Tue, Feb 26, 9:31am by Ed Scimia
Could a Greek gambler receive some serious compensation from the Crown Casino? According to a story in the Greek Reporter, gambler Harris Kakavas is seeking $20 million in compensation from the Melbourne casino, saying that the Crown willingly took advantage of his gambling addiction in order to make more money off of his play.
Kakavas has brought some evidence to the table that has given his case at least a little weight in Australian courts. It’s clear that Kakavas was a big time gambler, having lost over $30 million in 2005 and 2006, and during this time, he wagered nearly $1.5 billion at the casino. In addition, Kakavas – who says he hid his gambling from his wife – brought in a psychology professor to testify that he was “a compulsive gambler.”
That alone wouldn’t be enough to get a refund from the casino, of course. But Kakavas says that casino staff knew he was a compulsive gambler, yet still allowed him to gamble at the casino until all of his money was gone. In fact, at one point, Kakavas says that casino management actually drove him to a bank so that he could withdraw the money remaining in his bank account to gamble it away.
“I had only $345,000 left in the account,” Kakavas testified. “The casino gave me a car to go and make the withdrawal. I got the money, I went back to the casino and played. I lost everything.”

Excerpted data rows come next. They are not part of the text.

Issue #1082, opened 2026-07-08
Saved articles: read-state bypass, awaited Redis publishes, unbounded upload


brendanlong:
Found in the repo-wide audit (verified in code). All in `src/server/services/saved.ts`.

### 1. Refetch path flips `read=false` outside the read-state machinery (medium, correctness)
`saved.ts:909-913` does a bare `UPDATE user_entries SET read=false`. This bypasses everything `markEntriesRead` maintains: no `read_changed_at` (breaks the changedAt idempotency contract — a stale queued offline "mark read" older than the refetch still wins later), no `updated_at` bump (so `sync.events` classifies it metadata-only and offline clients never learn it went unread), and no `entry_state_changed`/counts publish (other tabs' unread badges go stale). It's also a second statement outside the transaction with the content update at `saved.ts:907` — a crash leaves new content with old read state.
- Fix: route the unread flip through `markEntriesRead` (or at minimum set `readChangedAt`/`updatedAt` and publish state+counts), in one transaction with the content update. Share code with the read-state machinery if feasible.

### 2. Saved mutations `await` Redis publishes (medium, error handling)
`saved.ts:328-334` and `:922-930` `await publishNewEntry(...)` / `publishEntryUpdatedFromEntry(...)`. With Redis configured but down, `client.publish` rejects, so `saveArticle` throws a 500 **after** the entry transaction already committed — the client sees an error for a save that succeeded (and may retry). Every other publish site is fire-and-forget with `.catch()` (see `entry-events.ts:31-43`).
- Fix: `void publish...().catch(() => {})`.

### 3. `saved.uploadFile` has no input size cap (medium, DoS)
`saved.save`'s `html` is capped in the schema, but `uploadFile.content` is unbounded base64 (`src/server/trpc/routers/saved.ts:226`, `z.string().min(1)`), and the size check happens only **after** full decode + mammoth/Readability/marked conversion (`saved.ts:1063-1066`). An authenticated user can submit an arbitrarily large `.docx` and burn memory/CPU first.
- Fix: cap `content` in the schema (`.max(ceil(maxSavedArticleSizeBytes*4/3)+slack)`) and check the decoded buffer length before processing.

PR #1426, opened 2026-07-25
Resolve root-relative URLs in GitHub files against the repo root (#1423)

### LINKED ISSUE #1423: Root-relative image paths in saved GitHub Markdown resolve to the wrong URL
Follow-up to #1422, which fixed *directory*-relative images in saved GitHub Markdown (`images/foo.png`, `./images/foo.png`) by resolving `src` against `raw.githubusercontent.com`. Root-relative paths are still broken.

## Problem

GitHub reads a leading-slash path in a Markdown file as **repo-root**-relative. We resolve it with ordinary URL semantics, which sends it to the **origin** root:

| in the Markdown | GitHub renders | we produce |
|---|---|---|
| `` | `raw.githubusercontent.com/{owner}/{repo}/{ref}/Docs/Logo.png` | `raw.githubusercontent.com/Docs/Logo.png` (404) |

This isn't a regression from #1422 — before it, the same input produced `github.com/Docs/Logo.png`, equally dead — but it's the same bug class and it's common. `acidanthera/OpenCorePkg`'s README is a real example (``), and GitHub code search returns ~1800 files for `"src=\"/docs/" filename:README.md` alone.

## Why the current fix can't cover it

`absolutizeUrls`' `mediaBaseUrl` is a base URL, and `new URL("/x", base)` always jumps to the base's origin root. No choice of base makes `/Docs/Logo.png` land under `/{owner}/{repo}/{ref}/`. It needs either a leading-slash pre-rewrite in the GitHub plugin, or a separate "root-relative base" concept in `absolutizeUrls`.

The same question applies to root-relative **links** (`[docs](/docs/x.md)`) — GitHub also treats those as repo-root-relative, so a fix should cover `href` too, using the blob base.

## Tests

`tests/unit/github-plugin.test.ts` has two `.skip`'d tests describing the intended behavior (search for #1423); un-skip them with the fix.

Reported by Claude.

brendanlong:
Fixes #1423 (follow-up to #1422).

## Problem

GitHub reads a leading slash in a repo file as **repo-root**-relative; ordinary URL resolution sends it to the **origin** root:

| in the Markdown | GitHub renders | we produced |
|---|---|---|
| `` | `raw.githubusercontent.com/{owner}/{repo}/{ref}/Docs/Logo.png` | `raw.githubusercontent.com/Docs/Logo.png` (404) |

`mediaBaseUrl` couldn't fix this — `new URL("/x", base)` always jumps to the base's origin root, so no choice of base works.

## Fix

`absolutizeUrls` gains a `rootBaseUrl` option (plus `mediaRootBaseUrl`, defaulting to it, mirroring `mediaBaseUrl`): a directory URL that root-relative paths resolve against instead of the origin root. Internally the two bases became a small `ResolveBase { url, root }` pair threaded through `resolveUrl`/`absolutizeSrcset`, so `src`/`href`/`poster`/`srcset` all get consistent treatment in the same single streaming pass — no extra rewrite pass.

Behavior preserved:
- Protocol-relative `//host/path` is left to ordinary resolution (it's not root-relative).
- An explicit `<base href>` restores plain HTML semantics (drops the root bases), same as it already overrides `mediaBaseUrl`.
- A `rootBaseUrl` without a trailing slash is treated as a directory.

The GitHub plugin passes the blob root for `href` and the raw root for `src`, both at the file's ref, so root-relative **links** are covered too (GitHub treats those as repo-root-relative as well).

## Testing

- Un-skipped the two `#1423` tests in `tests/unit/github-plugin.test.ts`, plus new cases for a file in a subdirectory and protocol-relative URLs.
- New `rootBaseUrl` describe block in `tests/unit/content-cleaner.test.ts` (all four attribute kinds, directory-relative paths unaffected, `mediaRootBaseUrl` default, missing trailing slash, protocol-relative, `<base href>` override).
- `pnpm test:unit` (2601 passed), `pnpm typecheck`, `pnpm lint` clean.
- End-to-end against the real README from the issue (`acidanthera/OpenCorePkg`): its `/Docs/Logos/OpenCore_with_text_Small.png` now resolves to `https://raw.githubusercontent.com/acidanthera/OpenCorePkg/master/Docs/Logos/OpenCore_with_text_Small.png`, which returns **200**.

### DIFF
--- a/src/server/feed/content-cleaner.ts
+++ b/src/server/feed/content-cleaner.ts
@@ -27,24 +27,28 @@ const decoder = new TextDecoder();
  *
  * @param html - The HTML content to process
  * @param baseUrl - The base URL for resolving relative URLs
- * @param options.mediaBaseUrl - Separate base for the embedded-resource
- *   attributes (`src`, `poster`, `srcset` — so `img`/`video`/`audio`, but also
- *   `iframe`/`source`/`embed`); defaults to `baseUrl`. Needed for sources that
- *   serve a document and the files it embeds from different origins — see
- *   `absolutizeGitHubUrls` in `src/server/plugins/github.ts`.
  * @param options.rootBaseUrl - Directory URL that root-relative paths
  *   (`/a/b.png`) resolve against, instead of the origin root that ordinary URL
  *   semantics would give. For sources that serve a document tree under a path
  *   prefix and read a leading slash as relative to that tree's root rather than
  *   the origin's (a GitHub repo — see `absolutizeGitHubUrls`).
- * @param options.mediaRootBaseUrl - Root base for the embedded-resource
- *   attributes; defaults to `rootBaseUrl`.
+ * @param options.media - Separate bases for the embedded-resource attributes
+ *   (`src`, `poster`, `srcset` — so `img`/`video`/`audio`, but also
+ *   `iframe`/`source`/`embed`); the whole pair defaults to the document's.
+ *   Needed for sources that serve a document and the files it embeds from
+ *   different origins — see `absolutizeGitHubUrls` in
+ *   `src/server/plugins/github.ts`. The two bases travel together so a caller
+ *   can't point media at another origin and leave its root base behind on this
+ *   one, which is the bug this option exists to prevent.
  * @returns HTML with all relative URLs converted to absolute
  */
 export function absolutizeUrls(
   html: string,
   baseUrl: string,
-  options: { mediaBaseUrl?: string; rootBaseUrl?: string; mediaRootBaseUrl?: string } = {}
+  options: {
+    rootBaseUrl?: string;
+    media?: { baseUrl: string; rootBaseUrl?: string };
+  } = {}
 ): string {
   try {
     let output = "";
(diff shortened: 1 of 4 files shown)


brendanlong:
Pushed 9257239d addressing review findings.

**Multi-segment refs (the substantive one).** `parseGitHubUrl` took the first segment as the ref and relied on the ambiguity cancelling out in `${ref}/${path}` re-joins — which the new root bases broke, since they use the ref *alone*. So `raw.githubusercontent.com/o/r/refs/heads/main/README.md` (what GitHub's "Raw" button emits today, and a live 200) resolved `/Docs/Logo.png` to `.../o/r/refs/Docs/Logo.png`. Now `refs/heads/…` and `refs/tags/…` — the unambiguous forms — are absorbed into the ref. I verified all three consumers accept the qualified form: raw (`image/png`), blob (200), and the Contents API (200, where the old mis-split 404'd and silently fell back to raw). A branch like `feature/x` remains ambiguous and unfixable without an API round-trip; it's now called out on the helper.

**Half-configured media bases.** Rather than document the footgun, the four flat bases became `media: { baseUrl, rootBaseUrl }` — the pair travels together, so pointing media at another origin while leaving its root base on the document's (exactly the #1422 bug) isn't expressible. Test added for it.

**Leading whitespace.** The `/`-prefix and scheme checks now classify the trimmed value, matching what the URL parser does with surrounding whitespace. I deliberately left the leading-backslash form alone: browsers normalize `\` to `/`, but GitHub's server-side rewriter doesn't treat `\Docs\Logo.png` as repo-root-relative, and matching GitHub is the goal here. Stale JSDoc fixed.

**Verification.** `pnpm test:unit` (2607), typecheck, lint clean; full integration suite passes locally 3/3. Re-ran the real `acidanthera/OpenCorePkg` README through both ref shapes — the root-relative logo resolves to a URL serving `content-type: image/png` in each case. Good call on asserting content-type rather than status: a 200 alone proves nothing here, since the blob page also 200s as `text/html`.

**Unrelated CI failure.** The one red check was `entry-state-events.test.ts > "does not publish when an idempotent replay changes nothing"`. It's a pre-existing timing flake, not this change: the test's setup call mutates through the service, whose SSE publish is fire-and-forget (`void publishEntryStateChanged`, #1082), so that event can land *after* the test subscribes and get attributed to the replay. Filed as #1427 rather than papering over it with a longer quiet window.

Claude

Karavas has also pointed to the fact that Crown ignored or forgot about a NSW police exclusion order that essentially banned Karavas from the casino, and wouldn’t have allowed him to keep his winnings. In other words, his lawyers saw, Karavas could only lose by going to the casino – and the casino knew it.
Of course, not everyone sees this story quite the same way. Judge David Harper, who heard the case, did criticize the Crown for the way it handled Kakavas, and said that the casino very well may have contributed to his gambling addiction. However, he did not find that the casino was responsible for the player’s losses. Moreover, it was found that Crown hadn’t acted unconscientiously in forgetting about the police exclusion.
The case will ultimately be heard in the High Court on April 4. If Kakavas is able to win his case, experts say it could have a major impact on the gambling industry. After all, if gamblers suffering heavy losses can sue to have their money back, casinos will need to be much more careful when it comes to how they interact with customers.
That said, Crown doesn’t expect to lose the case, pointing to the way in which the Supreme Court and the Court of Appeal have already ruled.
“This case failed miserably,” the Crown has stated in their defence. “[The] judge found there was no evidence at all of a conspiracy to exploit the appellant.”